Other people at the home also have different health and physical problems. 63-year-old Theresa Mbatudde was seated on a mattress weaving a mat. She was admitted to the home 20 years ago during the civil war in Luweero Triangle.

“I came from Nsangi on Masaka Road. I had been left home with a seven-year-old boy to look after me as people sought refuge in faraway places,” Mbatudde said. “Some kind-hearted people took me to Nabbingo parish from where I was transferred here.”

Mbatudde says she is becoming weaker everyday. She now only sells a few rosaries.

The Mapeera Bakateyamba Home is surrounded with blooming flowers and a well-carpeted compound giving the home a cool environment.

Next to the church, stands the only remaining mango tree out of the four planted by The Rev. Father Simeon Lourdel (Mapeera). The tree is 126 years old. Behind the church is a mausoleum where the late Emmanuel Cardinal Nsubuga was buried.
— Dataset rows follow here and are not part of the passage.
PR #2630, opened 2024-04-06
Support schedulefree optimizer

sdbds:
# What does this PR do?

Support schedulefree optimizer
https://github.com/facebookresearch/schedule_free

it used `optimizer.train()`


muellerzr:
Hi! Thanks for your PR, I already have https://github.com/huggingface/accelerate/pull/2631 which has a bit more of a robust solution and an example

sdbds:
> Hi! Thanks for your PR, I already have #2631 which has a bit more of a robust solution and an example

Thank you for great work~

PR #2631, opened 2024-04-06
Schedule free optimizer support

muellerzr:
# What does this PR do?

Facebook recently released an optimizer that doesn't require an LR scheduler. This PR adds support in by enabling optimizers to call `.train()` and `.eval()` as a passthrough.

See https://github.com/facebookresearch/schedule_free/tree/main

## Before submitting
      Pull Request section?
      to it if that's the case.

## Who can review?

@BenjaminBossan

### DIFF
--- a/src/accelerate/optimizer.py
+++ b/src/accelerate/optimizer.py
@@ -121,6 +121,18 @@ class AcceleratedOptimizer(torch.optim.Optimizer):
                     raise ValueError("`set_to_none` for Optimizer.zero_grad` is not supported by this optimizer.")
                 self.optimizer.zero_grad()
 
+    def train(self):
+        """
+        Sets the optimizer to "train" mode. Useful for optimizers like `schedule_free`
+        """
+        return self.optimizer.train()
+
+    def eval(self):
+        """
+        Sets the optimizer to "eval" mode. Useful for optimizers like `schedule_free`
+        """
+        return self.optimizer.eval()
+
     def step(self, closure=None):
         if (
             not self.gradient_state.is_xla_gradients_synced
--- a/examples/by_feature/schedule_free.py
+++ b/examples/by_feature/schedule_free.py
@@ -1,0 +1,211 @@
+# Copyright 2024 The HuggingFace Inc. team. All rights reserved.
+#
+# Licensed under the Apache License, Version 2.0 (the "License");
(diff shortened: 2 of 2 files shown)


muellerzr:
Some general observations off the nlp_example:

Seems to converge faster, here is our baseline vs the new example, read as (accuracy, f1 score):
```
Basic nlp_example.py:
78.92%, 0.8327
84.8%, 0.8927
85.5%, 89.87

With schedule-free:
79.16%, 0.8622
85.29%, 0.8976
85.29%, 0.8972
```

pacman100 (approved):
Thank you @muellerzr for adding `train` and `eval` methods required for scheduler free optimizers! 🚀

muellerzr:
Nope, just don't pass a scheduler to `Accelerator.prepare()` :)

Not a very complicated implementation needed here

src/accelerate/optimizer.py
```diff
@@ -121,6 +121,18 @@ def zero_grad(self, set_to_none=None):
...
+        Sets the optimizer to "train" mode. Useful for optimizers like `schedule_free`
+        """
+        return self.optimizer.train()
+
+    def eval(self):
+        """
+        Sets the optimizer to "eval" mode. Useful for optimizers like `schedule_free`
+        """
+        return self.optimizer.eval()
+
```
BenjaminBossan, line 135: How about adding a `@property` for `self.optimizer.training` too? I don't think we also need a setter for this, as `train()` and `eval()` should be enough.

BenjaminBossan (approved):
LGTM, thanks for adding this feature and a script to test it. Btw. any idea what would happen if a user forgets to call `optimizer.eval()`?

I have a comment suggesting to add a `training` property too, but no blocker.

src/accelerate/optimizer.py
muellerzr: That gets to be optimizer-specific, so not a fan of it unless its downstreamed, as they currently don't have that: https://github.com/facebookresearch/schedule_free/blob/main/schedulefree/adamw_schedulefree.py#L86

(Otherwise I'd agree, yes that's a good idea)

BenjaminBossan: Ah I see, good point.

Issue #2640, opened 2024-04-09
allow `strict=True` in `load_checkpoint_and_dispatch`


yiyixuxu:
### System Info

```Shell
accelerate = 0.29.1
```

### Information

this PR https://github.com/huggingface/accelerate/pull/2588 breaks the loading behavior in diffusers when:
1. `accelerate.load_checkpoint_and_dispatch` is used
2. the checkpoint contains deprecated weight names for the attention class 

As you can see [here](https://github.com/huggingface/diffusers/blob/7e808e768a7305b3f8f9e981ad14f2de3598e9a6/src/diffusers/models/modeling_utils.py#L703), we rely on the error to rename the parameters' names on our end. Is there a better way to do this in diffusers? 
The alternative is to allow us a pass a `strict=True` from `load_checkpoint_and_dispatch`- let me know what you think :)

### Reproduction

this script fails currently but it should not 
```python
from diffusers import DiffusionPipeline
pipe = DiffusionPipeline.from_pretrained(
    "hf-internal-testing/tiny-stable-diffusion-pipe", device_map="sequential", safety_checker=None
)
```

yiyixuxu:
cc @SunMarc

SunMarc:
Let's just pass `strict=True` in `load_checkpoint_and_dispatch`. Sorry for introducing a breaking change ;)

PR #2641, opened 2024-04-09
add strict arg to load_checkpoint_and_dispatch

SunMarc:
# What does this PR do ?
This PR adds the strict arg in `load_checkpoint_and_dispatch`. We need this since this [PR](https://github.com/huggingface/accelerate/pull/2588) introduced a breaking change in the way to error out when the keys in the checkpoint state_dict do not match the keys of the model's state_dict. 
Fixes https://github.com/huggingface/accelerate/issues/2640#issuecomment-2045579806 cc @yiyixuxu 
maybe worth doing a patch @muellerzr ? There are other issues in diffusers so let's wait a bit if we indeed do a patch.

### DIFF
--- a/src/accelerate/big_modeling.py
+++ b/src/accelerate/big_modeling.py
@@ -508,6 +508,7 @@ def load_checkpoint_and_dispatch(
     skip_keys: Optional[Union[str, List[str]]] = None,
     preload_module_classes: Optional[List[str]] = None,
     force_hooks: bool = False,
+    strict: bool = False,
 ):
     """
     Loads a (potentially sharded) checkpoint inside a model, potentially sending weights to a given device as they are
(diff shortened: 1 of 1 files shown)


muellerzr (approved):
Thanks I agree its worth doing a patch, we also should probably run some diffusers stuff in our integration tests that we can run as part of the CI to check for breaking. @sayakpaul do you know an easy subset/file we can run just for sanity testing on `main`? For transformers we run the `test_trainer.py` file

sayakpaul:
@muellerzr 

Do the tests and our [`examples` directory](https://github.com/huggingface/diffusers/tree/main/examples/) work?

muellerzr:
@sayakpaul if they broke due to what this PR is fixing, yes :)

The church, which was built in 1924 in memory of the 22 Catholic martyrs, is known as the nucleus for Catholicism in country.
The home was the first preaching site Kabaka Muteesa I of Buganda donated by the to Catholic missionaries led by Fr. Lourdel in 1879.

“The idea to develop it into an elderly and disabled people’s home was conceived by the late Cardinal Nsubuga,” said Sister Amans Nakachwa, the assistant administrator of the home. “The Cardinal’s residence at Rubaga was crammed with people seeking shelter, food and clothing during the war in the 1980s.”

The home began with 10 disabled people. Soon it was overwhelmed with over 100 refugees. But after the war, most people went back. The home houses people from Rwanda and Burundi, who cannot go back to their countries because they cannot trace their roots. It houses 28 men and 24 women, whose ages range from 50 to 90 years and they belong to different faiths.

The home has 30 sisters of Good Samaritans Order, but only eight were assigned to look after the disabled and the elderly.

Sister Nakachwa says that when they are able to, the disabled make mats, clean the compound, sort beans, attend to pigs and wash their clothes. “The elderly do not want to work. They think that they will be sent away when we realise that they can do some work,” she says.

Kampala archdiocese is the main caretaker of the home. But non-government organisations and individuals also contribute clothes and food.

“The biggest challenge the home faces is the escalating medical bill. The sisters sacrifice half of their salary to meet the home budget. The home also has no income generation activity. Construction of the Mapeera House that was proposed to contribute to the running of the home never took off because of lack of funds to develop it,” Nakachwa said.